Welche Bedenken hast du mit Blick auf den vermehrten Einsatz von KI?

Ein großer Punkt ist da für mich auf jeden Fall Verantwortung. Ich komme hier gerne wieder auf das Beispiel mit den selbstfahrenden Autos zurück. Auch wenn selbstfahrende Autos nicht unmittelbar mit Softwareentwicklung zu tun haben, so doch die Technik dahinter. Es existieren wissenschaftliche Untersuchungen, die sich damit befassen, was ein Mensch tun würde, wenn er sich bspw. entscheiden müsste, in eine Wand oder einen Menschen bzw. in eine Menschengruppe zu steuern, je nachdem wie hoch seine Überlebenschance ist. Die Parameter sind beliebig austauschbar. Manche dieser Fragen stellen moralische Dilemmata dar und es ist nicht möglich, eine eindeutige Entscheidung zu treffen.

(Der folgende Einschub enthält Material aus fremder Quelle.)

PR #1183, opened 2026-08-10
fix: sanitize internal error messages in JSON-RPC and gRPC paths

ez-lbz:
### 1. Stop leaking internal exception details in JSON-RPC errors

**Problem:** The JSON-RPC dispatcher (`src/a2a/server/routes/jsonrpc_dispatcher.py`) embedded the raw exception text into client-visible errors in four places: base request validation (`InvalidRequestError(data=str(e))`), param parsing (`InvalidParamsError(data=str(e))`), the unhandled-exception path (`InternalError(message=str(e))`), and the SSE stream error path (`InternalError(message=str(e))`). The generic defensive conversion in `_generate_error_response()` also used `InternalError(message=str(error))`. This leaks internal paths, library versions, and stack details to clients (fingerprinting / information disclosure).

**Fix (src/a2a/server/routes/jsonrpc_dispatcher.py):**
- All four call sites now return the corresponding A2A error with its default (generic) message; the original exception is still logged server-side via `logger.exception(...)`.
- `_generate_error_response()` converts unknown errors to a bare `InternalError()` ("Internal error") instead of embedding `str(error)`.

### 2. Stop leaking unknown exception details in the gRPC handler

**Problem:** `GrpcHandler` (`src/a2a/server/request_handlers/grpc_handler.py`) leaked exception details in two ways: non-A2A exceptions were not caught by `_handle_unary`/`_handle_stream` and propagated to the gRPC framework with their message text; and the `abort_context()` fallback sent `Unknown error type: {error}`, embedding the exception repr.

**Fix (src/a2a/server/request_handlers/grpc_handler.py):**
- `_handle_unary` and `_handle_stream` now catch generic `Exception`, log it, and abort with `InternalError` (INTERNAL / "Internal error").
- `abort_context()`'s fallback now logs the unknown error and aborts with a generic `"Unknown error"` message instead of embedding the error repr.

## Testing

- `./.venv/Scripts/python -m pytest tests/server/routes/test_jsonrpc_dispatcher.py tests/server/request_handlers/test_grpc_handler.py tests/server/test_integration.py -q` → **97 passed** (includes new sanitization tests for the unhandled-exception, malformed-params and invalid-base-request paths, plus gRPC unhandled-exception and unknown-A2A-error paths; all assert the internal text does not appear in the response).
- `./.venv/Scripts/python -m pytest tests/compat/v0_3/ -q` → **250 passed** (v0.3 compat unaffected).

Wenn bereits Menschen nicht in der Lage sind, entscheiden zu können, was richtig oder falsch ist, wie soll es dann erst eine Maschine? Problematisch wird es auch, wenn die Maschine mit Daten trainiert werden würde, die einer bestimmten Gruppe Vorteile verschafft. Das ist jetzt eine sehr dystopische Vorstellung, aber wäre es grundsätzlich nicht möglich, wir sind immer noch bei den selbstfahrenden Autos, dass sich ein reicher Mensch, sogenannte Premiumwege erkaufen kann? Also einen Algorithmus, der für ihn als privilegierter Mensch, jenen Weg wählt, der für ihn, im Falle eines Unfalls, die höchsten Überlebenschancen bietet, auch wenn ein anderer dabei zu Schaden kommen würde? Selbstfahrende Autos sind dabei nur ein Teil des Problems. Vor allem für Menschen, die KI-Anwendungen entwickeln, stellt sich immer wieder die Frage: Kann ich das mit einem moralischen Kompass, der dem Allgemeinwohl dient, in Einklang bringen?

Ein anderer Aspekt, den ich in diesem Zusammenhang sehe, sind die Themen Datenschutz und Sicherheit. In der Regel fließen die verwendeten Daten immer auch in das Training des KI-Modells. Grundsätzlich besteht die Möglichkeit, Daten, die einmal in ein System gegossen wurden, auch wieder extrahieren zu können. Mit den richtigen Queries gegen das KI-System können unter Umständen Teile der Rohdaten wieder regeneriert werden. Dann hat man natürlich ein Datenschutzproblem. Sicherlich wäre es auch möglich, eine KI genau darauf zu trainieren, Daten aus einem KI-Modell wiederherzustellen.

Insgesamt sehe ich die Chancen jedoch, die sich durch den Einsatz von KI ergeben, sei es in der Softwareentwicklung oder auch für uns Menschen, stark überwiegen. So führen selbstfahrende Autos ja auch dazu, dass die Zahl an Verkehrstoten deutlich sinkt. Wenn ich mir überlege, dass wir uns von Höhlenmenschen, die Steine als Werkzeuge benutzten, hin zu Menschen, die Werkzeuge aus flüssigen Metallen herstellten, hin zu Menschen die Maschinen nutzen, bis hin zu Menschen die Maschinen bauen, die selbst Dinge tun, entwickelt haben, bin ich doch ganz schön beeindruckt. Jede dieser Entwicklungen hat unsere Situation als Menschheit besser gemacht. Unser heutiger Wohlstand basiert auf diesem Prozess der ständigen Weiterentwicklung. Warum sollte KI nicht der nächste Schritt auf dieser Stufe sein und wir nutzen ihn für uns?